**SUPPLIED DATA**.
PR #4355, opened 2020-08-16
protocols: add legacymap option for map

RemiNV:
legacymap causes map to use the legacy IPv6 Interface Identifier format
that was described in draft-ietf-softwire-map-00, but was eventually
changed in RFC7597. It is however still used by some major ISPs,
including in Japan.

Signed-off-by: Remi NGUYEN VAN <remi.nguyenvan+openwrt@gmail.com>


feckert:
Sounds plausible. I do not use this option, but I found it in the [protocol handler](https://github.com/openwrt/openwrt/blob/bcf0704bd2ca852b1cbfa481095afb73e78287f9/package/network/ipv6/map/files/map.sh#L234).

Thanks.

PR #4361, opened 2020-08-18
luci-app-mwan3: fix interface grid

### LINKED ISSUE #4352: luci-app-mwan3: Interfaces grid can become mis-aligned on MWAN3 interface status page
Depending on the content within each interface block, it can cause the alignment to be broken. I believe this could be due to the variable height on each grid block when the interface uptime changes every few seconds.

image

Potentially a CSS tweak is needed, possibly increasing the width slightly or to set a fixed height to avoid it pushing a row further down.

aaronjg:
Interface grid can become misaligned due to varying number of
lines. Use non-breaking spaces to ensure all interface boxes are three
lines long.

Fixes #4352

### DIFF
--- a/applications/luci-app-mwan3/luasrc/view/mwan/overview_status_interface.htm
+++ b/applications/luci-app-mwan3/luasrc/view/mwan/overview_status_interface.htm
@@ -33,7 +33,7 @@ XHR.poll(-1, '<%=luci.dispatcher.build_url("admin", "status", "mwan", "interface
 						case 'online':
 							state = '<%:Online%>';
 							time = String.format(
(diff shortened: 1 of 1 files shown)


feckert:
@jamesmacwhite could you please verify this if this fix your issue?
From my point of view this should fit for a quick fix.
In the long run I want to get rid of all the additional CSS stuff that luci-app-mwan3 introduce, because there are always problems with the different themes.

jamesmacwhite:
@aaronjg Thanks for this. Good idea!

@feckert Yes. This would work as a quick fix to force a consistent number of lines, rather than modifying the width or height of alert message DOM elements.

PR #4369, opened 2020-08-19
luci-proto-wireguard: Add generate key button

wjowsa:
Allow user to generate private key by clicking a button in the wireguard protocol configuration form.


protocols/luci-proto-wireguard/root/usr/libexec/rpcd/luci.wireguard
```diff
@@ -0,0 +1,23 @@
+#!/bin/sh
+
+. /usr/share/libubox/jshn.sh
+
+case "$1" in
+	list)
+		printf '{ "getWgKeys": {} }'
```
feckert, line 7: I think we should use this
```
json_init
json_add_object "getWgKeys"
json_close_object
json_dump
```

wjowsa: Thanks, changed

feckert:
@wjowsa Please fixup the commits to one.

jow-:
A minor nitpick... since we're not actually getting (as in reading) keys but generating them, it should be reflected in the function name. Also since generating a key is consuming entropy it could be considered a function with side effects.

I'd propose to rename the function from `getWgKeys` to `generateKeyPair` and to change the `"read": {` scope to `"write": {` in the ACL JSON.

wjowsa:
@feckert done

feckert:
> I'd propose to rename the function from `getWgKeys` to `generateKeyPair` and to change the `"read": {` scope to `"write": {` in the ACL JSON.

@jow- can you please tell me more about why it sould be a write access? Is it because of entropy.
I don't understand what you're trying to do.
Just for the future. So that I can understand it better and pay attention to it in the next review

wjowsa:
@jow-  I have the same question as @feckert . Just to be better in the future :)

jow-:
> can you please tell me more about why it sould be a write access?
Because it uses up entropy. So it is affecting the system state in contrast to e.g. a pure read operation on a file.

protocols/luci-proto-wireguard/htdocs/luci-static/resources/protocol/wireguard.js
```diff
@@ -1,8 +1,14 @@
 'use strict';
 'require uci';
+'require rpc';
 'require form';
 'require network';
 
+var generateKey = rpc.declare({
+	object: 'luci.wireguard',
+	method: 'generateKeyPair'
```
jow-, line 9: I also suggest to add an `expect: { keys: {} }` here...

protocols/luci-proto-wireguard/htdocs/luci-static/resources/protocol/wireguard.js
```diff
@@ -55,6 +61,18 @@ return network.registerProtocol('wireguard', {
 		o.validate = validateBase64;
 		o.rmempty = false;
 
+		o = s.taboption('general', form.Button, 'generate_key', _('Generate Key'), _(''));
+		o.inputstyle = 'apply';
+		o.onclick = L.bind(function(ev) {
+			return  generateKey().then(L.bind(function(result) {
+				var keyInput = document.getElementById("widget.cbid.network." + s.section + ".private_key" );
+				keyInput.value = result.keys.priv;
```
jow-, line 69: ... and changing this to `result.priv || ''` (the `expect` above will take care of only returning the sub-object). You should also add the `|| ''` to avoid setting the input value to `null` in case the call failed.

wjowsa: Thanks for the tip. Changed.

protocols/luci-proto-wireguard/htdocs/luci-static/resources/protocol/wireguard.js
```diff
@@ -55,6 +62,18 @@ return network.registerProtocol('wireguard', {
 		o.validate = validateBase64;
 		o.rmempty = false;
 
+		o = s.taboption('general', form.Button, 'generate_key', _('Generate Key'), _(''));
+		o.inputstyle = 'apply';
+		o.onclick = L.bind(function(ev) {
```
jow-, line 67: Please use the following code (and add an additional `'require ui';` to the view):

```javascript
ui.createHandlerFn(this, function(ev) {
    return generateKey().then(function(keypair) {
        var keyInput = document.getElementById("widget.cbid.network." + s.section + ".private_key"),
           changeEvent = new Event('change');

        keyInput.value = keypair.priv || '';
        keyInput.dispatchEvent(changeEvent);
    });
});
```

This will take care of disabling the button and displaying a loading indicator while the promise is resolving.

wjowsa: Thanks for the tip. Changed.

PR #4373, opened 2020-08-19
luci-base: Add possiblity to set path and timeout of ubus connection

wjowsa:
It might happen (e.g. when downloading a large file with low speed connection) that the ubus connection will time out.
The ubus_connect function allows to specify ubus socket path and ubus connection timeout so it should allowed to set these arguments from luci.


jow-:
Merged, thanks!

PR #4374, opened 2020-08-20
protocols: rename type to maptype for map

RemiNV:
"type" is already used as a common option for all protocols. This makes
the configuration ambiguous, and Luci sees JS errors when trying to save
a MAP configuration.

* * *

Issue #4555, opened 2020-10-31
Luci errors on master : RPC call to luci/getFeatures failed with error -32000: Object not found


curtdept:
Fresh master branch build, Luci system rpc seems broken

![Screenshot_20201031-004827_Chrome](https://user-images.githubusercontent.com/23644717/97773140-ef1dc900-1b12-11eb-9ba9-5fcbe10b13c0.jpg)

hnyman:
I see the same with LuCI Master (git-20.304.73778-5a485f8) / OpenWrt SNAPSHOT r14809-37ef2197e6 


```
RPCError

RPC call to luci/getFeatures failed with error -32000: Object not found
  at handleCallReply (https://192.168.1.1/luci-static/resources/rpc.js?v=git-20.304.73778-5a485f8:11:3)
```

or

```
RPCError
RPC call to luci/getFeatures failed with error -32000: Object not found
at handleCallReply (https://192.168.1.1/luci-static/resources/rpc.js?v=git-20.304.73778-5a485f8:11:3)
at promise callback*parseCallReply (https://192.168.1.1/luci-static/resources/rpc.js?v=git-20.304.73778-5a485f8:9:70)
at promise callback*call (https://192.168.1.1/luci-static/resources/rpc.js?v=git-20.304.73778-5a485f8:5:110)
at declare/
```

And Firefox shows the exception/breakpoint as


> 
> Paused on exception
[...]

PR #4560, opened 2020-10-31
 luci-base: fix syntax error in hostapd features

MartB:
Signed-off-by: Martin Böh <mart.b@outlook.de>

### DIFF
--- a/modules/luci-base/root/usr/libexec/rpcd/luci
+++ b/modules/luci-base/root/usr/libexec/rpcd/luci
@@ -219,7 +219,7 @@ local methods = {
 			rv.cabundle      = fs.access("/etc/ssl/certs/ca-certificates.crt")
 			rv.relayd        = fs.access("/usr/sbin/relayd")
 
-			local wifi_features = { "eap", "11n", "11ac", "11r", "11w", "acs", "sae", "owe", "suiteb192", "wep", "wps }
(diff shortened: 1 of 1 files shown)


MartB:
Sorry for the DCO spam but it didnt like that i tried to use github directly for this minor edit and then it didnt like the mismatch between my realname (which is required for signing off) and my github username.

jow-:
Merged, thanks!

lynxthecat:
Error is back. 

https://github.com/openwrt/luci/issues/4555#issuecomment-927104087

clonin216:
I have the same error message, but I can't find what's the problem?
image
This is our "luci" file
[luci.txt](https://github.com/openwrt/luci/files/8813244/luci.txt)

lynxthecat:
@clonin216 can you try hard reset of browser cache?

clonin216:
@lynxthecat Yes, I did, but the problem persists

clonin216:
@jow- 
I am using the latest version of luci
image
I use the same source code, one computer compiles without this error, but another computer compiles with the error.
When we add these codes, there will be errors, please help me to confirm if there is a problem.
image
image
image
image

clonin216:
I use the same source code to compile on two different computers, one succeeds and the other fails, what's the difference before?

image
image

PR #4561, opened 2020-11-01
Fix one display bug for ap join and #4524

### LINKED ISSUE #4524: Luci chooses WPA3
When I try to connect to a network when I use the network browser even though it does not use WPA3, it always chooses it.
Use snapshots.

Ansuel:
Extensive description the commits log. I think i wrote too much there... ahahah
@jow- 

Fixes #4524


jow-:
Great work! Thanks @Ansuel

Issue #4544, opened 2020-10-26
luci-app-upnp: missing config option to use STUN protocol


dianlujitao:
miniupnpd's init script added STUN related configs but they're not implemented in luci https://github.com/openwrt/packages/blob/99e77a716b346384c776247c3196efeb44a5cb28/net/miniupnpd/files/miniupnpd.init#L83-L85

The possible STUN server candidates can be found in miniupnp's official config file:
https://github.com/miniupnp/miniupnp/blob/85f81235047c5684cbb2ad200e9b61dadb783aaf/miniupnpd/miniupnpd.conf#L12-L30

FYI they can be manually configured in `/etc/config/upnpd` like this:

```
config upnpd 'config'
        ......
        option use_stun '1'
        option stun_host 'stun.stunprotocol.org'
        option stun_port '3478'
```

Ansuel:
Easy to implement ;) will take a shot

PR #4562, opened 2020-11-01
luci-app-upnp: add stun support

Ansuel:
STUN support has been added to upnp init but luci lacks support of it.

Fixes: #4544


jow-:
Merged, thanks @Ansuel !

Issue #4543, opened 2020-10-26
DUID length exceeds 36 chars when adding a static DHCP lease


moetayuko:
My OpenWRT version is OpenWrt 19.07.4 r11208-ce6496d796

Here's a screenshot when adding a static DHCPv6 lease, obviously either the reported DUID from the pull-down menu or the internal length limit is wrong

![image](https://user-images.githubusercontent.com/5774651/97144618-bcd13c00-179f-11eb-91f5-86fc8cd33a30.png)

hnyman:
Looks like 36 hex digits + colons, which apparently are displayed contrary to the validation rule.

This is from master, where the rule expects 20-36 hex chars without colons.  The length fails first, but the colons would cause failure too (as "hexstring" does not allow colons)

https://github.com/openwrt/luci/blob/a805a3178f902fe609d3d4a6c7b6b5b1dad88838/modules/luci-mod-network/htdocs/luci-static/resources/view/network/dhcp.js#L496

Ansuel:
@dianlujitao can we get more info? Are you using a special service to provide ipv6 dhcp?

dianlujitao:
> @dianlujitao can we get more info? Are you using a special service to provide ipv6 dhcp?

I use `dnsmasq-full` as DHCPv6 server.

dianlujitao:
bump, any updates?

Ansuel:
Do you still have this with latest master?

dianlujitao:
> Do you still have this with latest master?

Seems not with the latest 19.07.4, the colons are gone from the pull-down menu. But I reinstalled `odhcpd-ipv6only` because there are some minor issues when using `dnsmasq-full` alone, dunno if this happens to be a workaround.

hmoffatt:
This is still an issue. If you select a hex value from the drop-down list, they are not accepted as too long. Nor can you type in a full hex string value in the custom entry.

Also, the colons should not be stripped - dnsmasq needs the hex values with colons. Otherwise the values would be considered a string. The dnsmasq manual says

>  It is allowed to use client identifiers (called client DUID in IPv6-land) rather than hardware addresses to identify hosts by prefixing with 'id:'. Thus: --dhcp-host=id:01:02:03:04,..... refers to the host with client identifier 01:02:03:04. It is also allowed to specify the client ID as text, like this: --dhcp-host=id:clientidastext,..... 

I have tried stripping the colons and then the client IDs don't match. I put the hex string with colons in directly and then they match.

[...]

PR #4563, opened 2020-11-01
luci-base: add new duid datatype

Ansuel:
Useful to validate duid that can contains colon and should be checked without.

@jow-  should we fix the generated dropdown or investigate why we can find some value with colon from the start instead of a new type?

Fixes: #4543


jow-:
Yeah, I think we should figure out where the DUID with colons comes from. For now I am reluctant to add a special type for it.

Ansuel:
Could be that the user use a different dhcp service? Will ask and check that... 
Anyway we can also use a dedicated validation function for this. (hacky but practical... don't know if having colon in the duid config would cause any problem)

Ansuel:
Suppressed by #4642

**ASSIGNMENT**.
From the data above, output exactly the lines between the one containing "Yeah, I think" and the one containing "Suppressed by #4642", counting both of them.

**ANSWER BOX**.
Yeah, I think we should figure out where the DUID with colons comes from. For now I am reluctant to add a special type for it.

Ansuel:
Could be that the user use a different dhcp service? Will ask and check that... 
Anyway we can also use a dedicated validation function for this. (hacky but practical... don't know if having colon in the duid config would cause any problem)

Ansuel:
Suppressed by #4642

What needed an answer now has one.